* _Exercise_:
Extract all data as written.

* _Records for processing_:
PR #1155, opened 2020-10-01
Fix link to cron instructions for Link Manager

Steveb-p:
This fixes the hash part of the link to match the "id" attribute on the linked page.

Btw, why is the Link Manager even mentioned at this point? I do feel like it doesn't really belong there, as a casual user I would still be just setting up the platform, so this particular note feels like it's pointing to something that I should eventually do, but at this point it's kinda distracting.

https://doc.ezplatform.com/en/latest/getting_started/install_ez_platform/#install-ez-platform_1
image

### DIFF
--- a/docs/getting_started/install_ez_platform.md
+++ b/docs/getting_started/install_ez_platform.md
@@ -178,7 +178,7 @@ This operation is performed only once when you install eZ Platform Enterprise Ed
 
 !!! tip "Enabling Link manager"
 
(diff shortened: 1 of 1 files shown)


DominikaK (approved):

DominikaK:
The order of steps, including the Link Manager note, will be changed in this PR: https://github.com/ezsystems/developer-documentation/pull/1151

* _Finished exercise_:
PR #1155, opened 2020-10-01
Fix link to cron instructions for Link Manager

Steveb-p:
This fixes the hash part of the link to match the "id" attribute on the linked page.

Btw, why is the Link Manager even mentioned at this point? I do feel like it doesn't really belong there, as a casual user I would still be just setting up the platform, so this particular note feels like it's pointing to something that I should eventually do, but at this point it's kinda distracting.

https://doc.ezplatform.com/en/latest/getting_started/install_ez_platform/#install-ez-platform_1
image

### DIFF
--- a/docs/getting_started/install_ez_platform.md
+++ b/docs/getting_started/install_ez_platform.md
@@ -178,7 +178,7 @@ This operation is performed only once when you install eZ Platform Enterprise Ed
 
 !!! tip "Enabling Link manager"
 
(diff shortened: 1 of 1 files shown)


DominikaK (approved):

DominikaK:
The order of steps, including the Link Manager note, will be changed in this PR: https://github.com/ezsystems/developer-documentation/pull/1151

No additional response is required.